Prior to that, Anderson landed ASU alumnus and USA Wrestling National freestyle coach Zeke Jones. A silver medalist himself and a coach in four Olympic Games, Jones starts at ASU with a $215,000 base salary -- a far cry from the $81,800 predecessor Shawn Charles made in the 2013-2014 season before he was let go following another disappointing performance from a program that had two national champions in 2011.

With his second hire, Anderson plucked Rene Lyst away from Arkansas to lead ASU's women's gymnastics program. Lyst, who helped launch the Razorbacks' program and took it to two NCAA Super Six team championships, will make $135,000 annually. In his final year before retiring, John Spini made $120,400.

But the three new coaching hires cannot be judged simply by salaries. The financial commitment showed ASU's willingness to pay for top-flight coaches.
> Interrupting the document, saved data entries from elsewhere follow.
PR #3667, opened 2021-05-11
test/e2e: add HTTPProxy tests 001, 011

skriss:
Updates #3621.

### DIFF
--- a/test/e2e/httpproxy/001_required_field_validation_test.go
+++ b/test/e2e/httpproxy/001_required_field_validation_test.go
@@ -1,0 +1,150 @@
+// Copyright Project Contour Authors
+// Licensed under the Apache License, Version 2.0 (the "License");
+// you may not use this file except in compliance with the License.
+// You may obtain a copy of the License at
+//
+//     http://www.apache.org/licenses/LICENSE-2.0
+//
+// Unless required by applicable law or agreed to in writing, software
+// distributed under the License is distributed on an "AS IS" BASIS,
+// WITHOUT WARRANTIES OR CONDITIONS OF ANY KIND, either express or implied.
+// See the License for the specific language governing permissions and
+// limitations under the License.
+
+// +build e2e
+
+package httpproxy
+
+import (
+	"context"
+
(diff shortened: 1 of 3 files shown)


test/e2e/httpproxy/001_required_field_validation_test.go
```diff
@@ -0,0 +1,150 @@
...
+				},
+			},
+		},
+	}
+
+	err := fx.Client.Create(context.TODO(), missingConditionHeaderName)
+	require.Error(t, err)
+	assert.Contains(t, err.Error(), "spec.routes.conditions.header.name: Required value")
+
+	// This HTTPProxy is expressed as an Unstructured because the JSON
```
stevesloka, line 74: 😱

skriss:
Looks like another test flake with the pod restart test where the original pod doesn't delete within `60s`. I'll bump the timeout for that since I've seen it a couple other times.

test/e2e/httpproxy/001_required_field_validation_test.go
skriss: Yeah this isn't the greatest, but necessary right now. If we tweak the kubebuilder validations (e.g. apply a minLength of 1) and/or add `omitempty` JSON tags, then this can go away, but I wanted to take a second to think about those changes before making them since they're in the API package.

skriss:
@sunjayBhatia ping for a review when you get a chance, thanks!

test/e2e/httpproxy/001_required_field_validation_test.go
sunjayBhatia: yeah, probably fine to leave as is and file an issue for the api change

sunjayBhatia (approved):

The coaches' resumes display ASU's commitment to creating a winning culture across all sports.

"We don't want to settle in terms of what we're able to do with our coaches within reason," Anderson said. "If we settle then at the end of the day we're not presenting (student-athletes) with the head coaching and other support personnel that will make them maximize their potential."

Smith is tasked with rejuvenating the strong tradition of ASU baseball, and he made clear at his introductory fan base that he understands the high expectations that come with the job. The Sun Devils haven't been to the College World Series since 2010, and Smith appears a coach capable getting them back there.
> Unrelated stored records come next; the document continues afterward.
PR #3670, opened 2021-05-11
Draft: A bit more ginkgo-ey style tests and helper wrappers

sunjayBhatia:
While messing around with the e2e test suite I started gravitating to doing thinks in a bit more ginkgo-ey style

Summary/some highlights:
- each file can have a top level `Describe` to register the tests in that file which is a bit more idiomatic ginkgo IMO
- added a framework wrapper for running a test in a unique namespace
- added a gateway package helper for running a block of tests with a HTTP Gateway
- framework can be a global test package variable to share across the package
- converted a few tests over so we can see if we like the patterns

### DIFF
--- a/test/e2e/framework.go
+++ b/test/e2e/framework.go
@@ -33,6 +33,7 @@ import (
 	"k8s.io/apimachinery/pkg/api/errors"
 	metav1 "k8s.io/apimachinery/pkg/apis/meta/v1"
 	"k8s.io/apimachinery/pkg/runtime"
+	"k8s.io/apimachinery/pkg/util/rand"
 	"k8s.io/apimachinery/pkg/util/wait"
 	kubescheme "k8s.io/client-go/kubernetes/scheme"
 	"sigs.k8s.io/controller-runtime/pkg/client"
@@ -66,7 +67,8 @@ type Framework struct {
 	t ginkgo.GinkgoTInterface
 }
 
-func NewFramework(t ginkgo.GinkgoTInterface) *Framework {
+func NewFramework() *Framework {
+	t := ginkgo.GinkgoT()
 	scheme := runtime.NewScheme()
 	require.NoError(t, kubescheme.AddToScheme(scheme))
 	require.NoError(t, contourv1.AddToScheme(scheme))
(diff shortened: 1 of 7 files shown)


test/e2e/framework.go
```diff
@@ -133,6 +135,25 @@ func NewFramework(t ginkgo.GinkgoTInterface) *Framework {
 	}
 }
 
+// NamespacedTest generates a unique namespace name and sets up
+// a Before/AfterEach to create and delete the namespace before/after the
+// test body. Intended to be used to wrap a single test.
+func (f *Framework) NamespacedTest(body func(string)) func() {
```
skriss, line 141: I definitely like the wrapper, but I think I prefer non-random names, makes it a little easier if debugging tests locally to find what you're looking for, especially if we're running things concurrently.

test/e2e/gateway/005_request_header_modifier_test.go
```diff
@@ -18,241 +18,238 @@ package gateway
...
-						{
-							Path: &gatewayv1alpha1.HTTPPathMatch{
-								Type:  pathMatchTypePtr(gatewayv1alpha1.PathMatchPrefix),
-								Value: stringPtr("/filter"),
-							},
-						},
+var _ = Describe("005-gateway-request-header-modifier", func() {
+	withHTTPGateway(func() {
+		Context("header modification on HTTPRoute rule ForwardTo", f.NamespacedTest(func(namespace string) {
+			It("works", func() {
```
skriss, line 32: One of the things I don't like about Ginkgo is how much nesting it seems to lead to, just a whole lot of whitespace. WDYT about moving the bodies of the specs into their own functions that can be called from within the `It(...)`s? I think the downside is you have to explicitly pass any closure variables.

test/e2e/gateway/005_request_header_modifier_test.go
```diff
@@ -18,241 +18,238 @@ package gateway
...
-				{
-					Matches: []gatewayv1alpha1.HTTPRouteMatch{
-						{
-							Path: &gatewayv1alpha1.HTTPPathMatch{
-								Type:  pathMatchTypePtr(gatewayv1alpha1.PathMatchPrefix),
-								Value: stringPtr("/filter"),
-							},
-						},
+var _ = Describe("005-gateway-request-header-modifier", func() {
+	withHTTPGateway(func() {
```
skriss, line 30: makes sense

test/e2e/framework.go
skriss: Also some tests use >1 namespace since they're testing cross-namespace things, so those could either have custom handling or you could allow `NamespacedTest` to set up/tear down multiple namespaces

test/e2e/gateway/gateway_test.go
```diff
@@ -26,18 +26,14 @@ import (
 	gatewayv1alpha1 "sigs.k8s.io/gateway-api/apis/v1alpha1"
 )
 
+var f = e2e.NewFramework()
```
skriss, line 29: makes sense

skriss (commented):
thanks for working on this @sunjayBhatia! Had a few comments

test/e2e/gateway/005_request_header_modifier_test.go
sunjayBhatia: yeah, the indenting gets especially bad with big go structs for the resources we create in k8s

sunjayBhatia:
closing as this is mostly just a reference, ideas/changes should be taken into https://github.com/projectcontour/contour/pull/3803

At Indiana, Smith built up a program with no baseball tradition in a conference full of roadblocks to sustained success in the sport. In 2009, he took the Hoosiers to their first NCAA Tournament in 13 seasons. In 2013, he took Indiana to its first College World Series, snapping a 29-year drought of Big Ten teams at the event.

Smith was the Big Ten's best after back-to-back regular-season and conference tournament titles in 2013 and 2014. His hiring was unanimously lauded by national college baseball writers, the apparent consensus being ASU could hardly have done much better.
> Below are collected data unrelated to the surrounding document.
PR #3676, opened 2021-05-13
Adds Make Target to Sync Gateway API CRDs

danehans:
This PR allows for the same [getting started](https://projectcontour.io/getting-started/#option-1-quickstart) user experience when using Contour with Gateway API. For example:
`kubectl apply -f https://projectcontour.io/quickstart/contour-gateway.yaml`

- Adds a make target to keep Gateway API CRDs in sync with the consumed go module version.
- Updates kubectl version to v1.21.1 (required for "-o" flag and aligns toolchain with [compatibility matrix](https://projectcontour.io/resources/compatibility-matrix/)).

xref: https://github.com/projectcontour/contour/pull/3659


stevesloka:
I'm not sure if we want to sync these in and maintain a copy of them in the Contour repo. Feels like we should reference from upstream links since we're not modifying the CRDs in any way. We need to think about versions as well going forward and how to manage those as the GatewayAPI's evolve. 

I'm curious what @skriss & @sunjayBhatia think. If we're going this route, then the CI runs and other places need updated to remove the upstream reference.

sunjayBhatia:
yeah, what is the advantage of keeping the CRDs in this repo vs just using the version we support from upstream?

I don't know if you install contour that you also *need* to install the gateway api crds, unless that is something we want as an explicit goal to get people to use them or something

sunjayBhatia:
Can you expand on why this is desirable @danehans? Seems like more surface area for us to keep updated and in sync

danehans:
> yeah, what is the advantage of keeping the CRDs in this repo vs just using the version we support from upstream?

@sunjayBhatia it allows for the same [getting started](https://projectcontour.io/getting-started/#option-1-quickstart) user experience when using Contour with Gateway API. For example:
`kubectl apply -f https://projectcontour.io/quickstart/contour-gateway.yaml`

Otherwise it's a 2-step process, install the supported version of the Gateway API CRDs and then install the example Contour manifests.

Optionally, we can tailor the script to be more selective regarding what CRDs to install. For example, do not install TCPRoute and UDPRoute since they're unsupported by Contour.

> I don't know if you install contour (via example manifests etc.) that you also need to install the gateway api crds, unless that is something we want as an explicit goal to get people to use them or something

If the Gateway API CRDs are not installed, then the Gateway API-related controllers will not be enabled.

With or without this PR, I suggest having 2 different example manifests. The current example that installs Contour and a 2nd example that installs Contour configured for Gateway API and the necessary instances of Gateway API resources (and optionally Gateway API CRDs). The difference between the two will be minimal at first, but the gap will widen over time.

Makefile
```diff
@@ -212,9 +214,15 @@ generate-deployment:
...
 generate-crd-yaml:
-	@echo "Generating CRD YAML documents..."
+	@echo "Generating Contour CRD YAML documents..."
 	@./hack/generate-crd-yaml.sh
 
+.PHONY: generate-gateway-crd-yaml
+generate-gateway-crd-yaml:
+	@echo "Generating Gateway API CRD YAML documents..."
+	@kubectl kustomize "github.com/kubernetes-sigs/gateway-api/config/crd?ref=${GATEWAY_API_VERSION}" \
+-o examples/gateway/00-crds.yaml
```
sunjayBhatia, line 224: nit: if possible indent this so it falls indented under the `kubectl` command

Makefile
```diff
@@ -193,7 +194,8 @@ lint-flags:
 
 .PHONY: generate
 generate: ## Re-generate generated code and documentation
-generate: generate-rbac generate-crd-deepcopy generate-crd-yaml generate-deployment generate-api-docs generate-metrics-docs generate-uml
+generate: generate-rbac generate-crd-deepcopy generate-crd-yaml generate-deployment generate-api-docs \
+generate-metrics-docs generate-uml generate-gateway-crd-yaml
```
sunjayBhatia, line 198: nit: would be good to indent this or keep it on one line

sunjayBhatia (changes requested):
i think the justification of why to do is reasonable and could make sense as a goal, but would be good to have in the PR description etc. up front so we can come to consensus on whether the goal this has in mind is agreed on

change seems reasonable, just a couple comments

also would be good to add to https://github.com/projectcontour/contour/blob/96efa022e0544283838f89e1890e81633f513ecf/hack/actions/check-uncommitted-codegen.sh#L10-L16 to ensure any changes to the gateway examples cause a CI failure

youngnick:
I think this one needs a discussion in a maintainer's meeting or the Community meeting.

danehans:
@youngnick we discussed this topic during the community meeting and the feedback was to have a similar user experience as the current getting started guide, so we need to sync the Gateway API CRDs. We can discuss this further since this PR is not required for v1.16.0.

danehans:
@sunjayBhatia commit `8fa1b99` adds the gateway example directory to `contour/hack/actions/check-uncommitted-codegen.sh` and resolves your other feedback, PTAL.

sunjayBhatia (commented):
looks like a CI failure still https://github.com/projectcontour/contour/pull/3676/checks?check_run_id=2738741101

weird, since that same command worked fine for me

Makefile
```diff
@@ -8,6 +8,7 @@ LOCAL_BOOTSTRAP_CONFIG = localenvoyconfig.yaml
 SECURE_LOCAL_BOOTSTRAP_CONFIG = securelocalenvoyconfig.yaml
 PHONY = gencerts
 ENVOY_IMAGE = docker.io/envoyproxy/envoy:v1.18.3
+GATEWAY_API_VERSION = $(grep "sigs.k8s.io/gateway-api" go.mod | awk '{print $2}')
```
sunjayBhatia, line 11: this isn't actually working, I get an empty string when i make the kubectl command below echo

```
kubectl kustomize "github.com/kubernetes-sigs/gateway-api/config/crd?ref=" -o examples/gateway/00-crds.yaml
```

sunjayBhatia, line 11:
```suggestion
GATEWAY_API_VERSION = $(shell grep "sigs.k8s.io/gateway-api" go.mod | awk '{print $$2}')
```

sunjayBhatia (changes requested):

Makefile
sunjayBhatia: turns out we were pulling the latest `main` or whatever CRD yaml as well, we'll need to regenerated the CRDs as well before this will pass the check

sunjayBhatia:
@danehans tried to run `kubectl kustomize <arg> -o <outfile>` and it fails with kubectl 1.20.4 which we are currently installing

going to need to bump the kubectl version here: https://github.com/projectcontour/contour/blob/e342a71f3c4156b1332bc57231703a3f8dab0cbe/hack/actions/install-kubernetes-toolchain.sh#L8 I have no versions with my later version

danehans:
@sunjayBhatia thanks for the pointer. I updated the PR based on your comments.

sunjayBhatia:
> @sunjayBhatia thanks for the pointer. I updated the PR based on your comments.

hmm something weird going on, why did it fail again the same way....

sunjayBhatia:
> > @sunjayBhatia thanks for the pointer. I updated the PR based on your comments.
> 
> hmm something weird going on, why did it fail again the same way....

oh, this CI job doesnt do the k8s tools install in the pipeline here: https://github.com/projectcontour/contour/blob/e342a71f3c4156b1332bc57231703a3f8dab0cbe/.github/workflows/prbuild.yaml#L204-L224

another addition needed in that job: https://github.com/projectcontour/contour/blob/e342a71f3c4156b1332bc57231703a3f8dab0cbe/.github/workflows/prbuild.yaml#L113-L116

sunjayBhatia:
could also just use redirection and not the flag tbh, so the kubectl version doesnt matter 🤷🏽

sunjayBhatia (approved):

danehans:
> could also just use redirection and not the flag tbh, so the kubectl version doesnt matter 🤷🏽

@sunjayBhatia Thanks again for the review and guidance. I thought it made sense to update kubectl to match the latest k8s version of the [compatability matrix](https://projectcontour.io/resources/compatibility-matrix/).

youngnick (approved):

"We think we have brought to ASU the absolute best person for this position," Anderson said.

Of course, Anderson would likely have said that about whomever he hired. But his other picks come with impressive track records as well.

Jones, now a member of the National Wrestling Hall of Fame, was a three-time All-American and Pac-10 champion at ASU and a member of ASU's last NCAA championship team in 1988. After coaching stops at West Virginia, ASU and Penn, Jones helped USA Wrestling earn a place among the top tier of national wrestling programs. He coached Olympians to two gold medals and a bronze at the 2012 Olympics and a gold medal and two silvers at the 2004 Olympics.

"In the sport of wrestling, when you say Zeke, you don't have to say Jones, and that's worldwide," senior associate athletic director Don Bocchi said. "That says something to his accomplishments both as an athlete and as a coach."

In 12 seasons leading Arkansas, Lyst took the program to 11 NCAA Regionals and seven NCAA Championship appearances. The program had five top-10 finishes in that span and has not ranked outside the top 13 nationally at the end of the season since 2005.

Wrestling, women's gymnastics and baseball are, of course, non-revenue sports. ASU made coaching investments in its revenue sports as well the past few years -- football coach Todd Graham's salary rose from $2 million upon his Dec. 2011 arrival to $2.7 million and the pool fro his assistant coached is at an unprecedented level -- but Anderson stresses a need to elevate non-revenue sports to reduce their annual operating loss.

That's part of Anderson's vision for a self-sustaining, profitable athletic department. If the revenue sports succeed, the non-revenue sports benefit. And if the athletic department is increasing revenue, it can invest more in the coaching of those programs.

ASU also wants to invest more in additional academic staff, counselors and support personnel as its budgets grows, but the commitment to first-rate coaching is step one in the process.

"To give the maximum educational and athletic experience, it costs money to support that," Anderson said. "That's why we need to produce more so that we can reinvest back into our student athletes and coaches."